The bank worked on several first-time issuers from Mexico, a country that is drawing considerable attention amid hopes that reforms will open up its economy and expand the number of borrowers coming to market.
These debut names included miner Fresnillo, autoparts maker Nemak, Grupo Cementos Chihuahua, and offshore oil services company Grupo R.
“If we are not doing well in inaugural deals there is a problem,” said Chris Gilfond, co-head of DCM for Latin America, where Citigroup led 17 debut deals.
While several banks were clearly nipping Citigroup’s heels last year, all with volumes just slightly south of the US institution’s, few could boast the number of deals or the geographical breadth claimed by Citigroup, which led 58 deals from 13 different countries.
“For international bonds we have been number one or two consistently, except in 2010 when the credit crisis caught up with us,” said Gilfond. “We are now back at our running rate – and running on all cylinders.”

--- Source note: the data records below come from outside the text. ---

PR #1556, opened 2016-10-21
Issue 1517

AbfrmBlr:


AbfrmBlr:
tests are failing because lifecycle ops return before retired messages are processed on passive.Waiting on Terracotta-OSS/terracotta-core#324.

AbfrmBlr:
I will revert the last commit, if the version upgrade happens before this PR is merged. Its there so that the build passes.

AbfrmBlr:
test this please

ljacomet:
I would rather not have the upgrade commit included here.
The introduced method on `EntityServerService` really can't be left with their default impl for Ehcache.

AbfrmBlr:
The dependency needs to be there for PR build to pass.

AbfrmBlr:
Depends on #1561. The last needs to be removed before merge

ljacomet:
#1561 was merged - drop last commit and then rebase

clustered/common/src/main/java/org/ehcache/clustered/common/internal/messages/ReconnectData.java
```diff
@@ -48,7 +48,7 @@ public void add(String name) {
   }
 
   public void remove(String name) {
-    if (!reconnectData.contains(name)) {
+    if (reconnectData.contains(name)) {
       reconnectData.remove(name);
```
ljacomet: This can be simplified to:

```java
if (reconnectData.remove(name)) {
  reconnectDatalen.addAndGet(-(2 * name.length() + ENTRY_SIZE));
}
```

clustered/server/src/main/java/org/ehcache/clustered/server/EhcacheActiveEntity.java
```diff
@@ -750,6 +750,11 @@ private void createServerStore(ClientDescriptor clientDescriptor, CreateServerSt
 
     serverStore.setEvictionListener(key -> invalidateHashAfterEviction(name, key));
     attachStore(clientDescriptor, name);
+    try {
+      entityMessenger.messageSelfAndDeferRetirement(createServerStore, new ClientIDTrackerMessage.ServerStoreLifeCycleReplicationMessage(createServerStore));
+    } catch (MessageCodecException e) {
+      LOGGER.error("Codec Exception", e);
```
ljacomet: Let's throw `AssertionError` as this should only be a programming error, nothing else. Same for the similar block below.

clustered/common/src/main/java/org/ehcache/clustered/common/internal/messages/PassiveReplicationMessage.java
```diff
@@ -186,4 +189,23 @@ public long getKey() {
       return key;
     }
   }
+
+  public static class ServerStoreLifeCycleReplicationMessage extends ClientIDTrackerMessage {
+
+    private final LifecycleMessage message;
```
ljacomet: Really not too fond of the wrap a message in a message approach. It seems lazy 😉

clustered/server/src/main/java/org/ehcache/clustered/server/EhcachePassiveEntity.java
```diff
@@ -229,10 +250,8 @@ private void invokeLifeCycleOperation(LifecycleMessage message) throws ClusterEx
         trackAndApplyMessage(message);
         break;
       case CREATE_SERVER_STORE:
-        createServerStore((CreateServerStore) message);
-        break;
       case DESTROY_SERVER_STORE:
-        destroyServerStore((DestroyServerStore) message);
+        ehcacheStateService.getClientMessageTracker().track(message.getId(), message.getClientId());
```
ljacomet: Can you explain why tracking is needed here but not above?

clustered/common/src/main/java/org/ehcache/clustered/common/internal/messages/PassiveReplicationMessage.java
AbfrmBlr: Yes, I thought the one doing runnel integration will do this :smile:

clustered/server/src/main/java/org/ehcache/clustered/server/EhcachePassiveEntity.java
ljacomet: Duh, I missed the fact that you removed the break ... ok, makes sense.

ljacomet:
Good to go once rebased

PR #1560, opened 2016-10-25
Closes #1525 Closes #1418 Making server side data strutures thread-safe

### LINKED ISSUE #1418: EhcacheActiveEntity.clientStateMap looks fishy for concurrent accesses
`EhcacheActiveEntity.clientStateMap` is a plain `Map` and thus may suffer from concurrency artefacts when used in the EhcacheActiveEntity.
Some of this may be answered by terracotta-oss/terracotta-apis#144.

Also, we seem to lookup the `ClientDescriptor` multiple times _per message_ which sounds pretty inefficient.

### LINKED ISSUE #1525: EhcacheStateServiceImpl is not thread safe
While the entity usage guarantees some protection because of the concurrency key mechanism, there still need to be thread safe with regards to messages happening on different concurrency keys.

For example, calls to `org.ehcache.clustered.server.EhcacheStateServiceImpl#getStore` will happen concurrently with `org.ehcache.clustered.server.EhcacheStateServiceImpl#createStore` but that means writing and reading to a non thread safe data structure.

albinsuresh:
Since most of the *state* of the classes in the change-set have data structures holding life-cycle related state, I didn't have to do much to address concurrent mutations as that will never happen since all the life-cycle operations are run on the same concurrency key. The only thing that I had to ensure was the visibility of these mutating operations. I could address that mostly by replacing non-thread safe data structures with the ones that provide visibility guarantees.

Now am not sure if I'm supposed to write tests for these changes. If yes, I'm gonna need some guidance on writing tests for these kinda changes.

### DIFF
--- a/clustered/server/src/main/java/org/ehcache/clustered/server/EhcacheActiveEntity.java
+++ b/clustered/server/src/main/java/org/ehcache/clustered/server/EhcacheActiveEntity.java
@@ -107,7 +107,7 @@ class EhcacheActiveEntity implements ActiveServerEntity<EhcacheEntityMessage, Eh
    * {@link #connected(ClientDescriptor)} method is invoked for a client and removed when the
    * {@link #disconnected(ClientDescriptor)} method is invoked for the client.
    */
-  private final Map<ClientDescriptor, ClientState> clientStateMap = new HashMap<>();
+  private final Map<ClientDescriptor, ClientState> clientStateMap = new ConcurrentHashMap<>();
 
   private final ConcurrentHashMap<String, Set<ClientDescriptor>> storeClientMap =
       new ConcurrentHashMap<>();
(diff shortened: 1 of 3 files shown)


ljacomet:
I will have a deeper look soon, but I believe what you did is sufficient. And I do not think we should try adding tests proving correctness for this.

clustered/server/src/main/java/org/ehcache/clustered/server/EhcacheActiveEntity.java
```diff
@@ -401,8 +401,11 @@ private void validateClientConnected(ClientDescriptor clientDescriptor) throws C
   }
 
   private void validateClientAttached(ClientDescriptor clientDescriptor) throws ClusterException {
-    validateClientConnected(clientDescriptor);
-    if (!clientStateMap.get(clientDescriptor).isAttached()) {
+    ClientState clientState = this.clientStateMap.get(clientDescriptor);
```
ljacomet: I would rather have another internal method that does what's in lines 398 to 400 and back in 406 to 407 but indeed takes the `ClientState` instead of looking it up - and being racy indeed.

ljacomet:
Good to go once build passes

The bank not only worked on trades from the region’s largest economies, Brazil and Mexico, but brought issuers based everywhere from Central America and the Caribbean through the Andean region right down to Argentina.
The bank ticked all the right boxes, involving itself not only with large frequent issuers, but also in liability management operations, high-yield corporates and local currency issues in addition to the debut names.

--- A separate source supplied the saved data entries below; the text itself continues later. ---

PR #1555, opened 2016-10-21
Close Issue #1008 - Expose management data from ehcache server entity

mathieucarbou:
Depends on Terracotta-OSS/terracotta-platform#165

Depends on tc-platform release __5.0.8.beta3__

Close #1008

New events:

- EHCACHE_CLIENT_RECONNECTED
- EHCACHE_RESOURCE_POOLS_CONFIGURED
- EHCACHE_CLIENT_VALIDATED
- EHCACHE_SERVER_STORE_CREATED
- EHCACHE_SERVER_STORE_ATTACHED
- EHCACHE_SERVER_STORE_RELEASED
- EHCACHE_SERVER_STORE_DESTROYED

Exposes management descriptors for stores, client states, pools and server resources.

PR #1561, opened 2016-10-25
Fix #1559 Implement ExecutionStrategy

### LINKED ISSUE #1559: Adapt latest Terracotta version
This requires work around the `EntityServerService` to adopt the two added methods as the default implementation does not match Ehcache needs.

ljacomet:
* Bump to latest terracotta .9-beta
* ExecutionStrategy first cut
* Make reconfigure invalid for Ehcache

### DIFF
--- a/build.gradle
+++ b/build.gradle
@@ -30,13 +30,13 @@ ext {
   // Clustered
   terracottaPlatformVersion = '5.0.8.beta2'
   managementVersion = terracottaPlatformVersion
-  terracottaApisVersion = '1.0.8.beta'
-  terracottaCoreVersion = '5.0.8-beta'
+  terracottaApisVersion = '1.0.9.beta'
+  terracottaCoreVersion = '5.0.9-beta2'
   offheapResourceVersion = terracottaPlatformVersion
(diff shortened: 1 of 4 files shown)


ljacomet:
I would like this to go after #1555 so that MnM version bumps can be propagated to server without the changes from .9-beta initially.

build.gradle
```diff
@@ -212,7 +212,7 @@ subprojects {
 allprojects {
   tasks.withType(JavaCompile) {
     options.encoding = 'UTF-8'
-    options.compilerArgs += ['-Xlint:unchecked']
+//    options.compilerArgs += ['-Xlint:unchecked']
```
ljacomet: That's a mistake

ljacomet:
Can be merged since #1555 is currently blocked by different bugs.

AbfrmBlr:
Can this PR also accommodate following version updates -

•	tc-passthrough-testing 1.0.9.beta2
•	terracotta-core 5.0.9-beta2
•	galvan 1.0.9-beta2

ljacomet:
Updated PR with latest terracotta versions

PR #1570, opened 2016-10-28
[master] Fix #1569 Proper ByteBuffer usage

### LINKED ISSUE #1569: Incorrect usage of ByteBuffer in Operations and ChainResolver
* In Operations, we work on the limit based of the capacity and not based of the set limit when receiving the `ByteBuffer`.
This makes the behaviour incorrect if the received `ByteBuffer` is a view on a larger `byte[]`.
* In ChainResolver, we `flip()` the `ByteBuffer` after decoding when matching a wrong key, but we need instead to `rewind()` otherwise we artificially set the limit to the position after the decoding.

This needs to be daggy fixed between `release/3.1` and `master`.

ljacomet:
* Set limit based on known limit instead of capacity
* rewind instead of flip after decoding


lorban:
LGTM

AbfrmBlr:
test this please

Citigroup certainly kept its hand in the flow business generated by large, frequent issuers, be it the hard to ignore jumbo US$11bn six-tranche trade from Petrobras, which was the largest ever corporate deal from the region, or deals from telecoms company America Movil, one of the region’s most sophisticated borrowers. Trades for the latter included a US$750m three-year floater and a euro tranche in July.
It also worked on America Movil’s dual-listed local peso deal, which opened the market to a broader set of investors and addressed the liquidity concerns that had long plagued the asset class.
Citigroup also made considerable inroads in taking LatAm borrowers to Asia, where it helped price several debut euroyens for Chilean issuers. These included Banco de Chile and Banco de Estado, which became the first issuer from the country to tap yen in recent years.
In Asia, Citigroup was at the heart of a number of landmark transactions, no more so than Vedanta Resources’ US$1.7bn dual-tranche trade in May, the biggest ever high-yield corporate bond from the region, outside of Japan.
Besides the impressive size, the bond also contrasted with the response Vedanta received from the US institutional loan market just weeks earlier. While loan investors were demanding higher pricing, bond buyers seemed interested even as the company tightened the deal.
The transaction comprised a US$1.2bn 5.5-year tranche, priced at 6.00%, and a US$500m 10-year portion at 7.125%.
Citigroup also made headway with the big Chinese state-owned enterprises. It was global co-ordinator on a string of deals, including two for Sinopec, one of which was the largest US dollar and euro dual-currency offering from China; Sinochem, which was the first perpetual deal from a wholly-owned state-owned corporate from Asia; and CNPC, a US$2bn triple-trancher.
“We’ve got a very solid position in the state-owned space,” said Adrian Khoo, co-head of Asia debt origination.
As it did elsewhere in the world, Citigroup was a leader when it came to debut transactions from Asia, making its mark with several inaugural deals for corporates, including State Grid Corporation of China, Bharti Airtel, SK Innovation and CIFI Holdings.
But Citigroup is not dependent on one sector or one country. “We’re running a balanced portfolio,” said Khoo.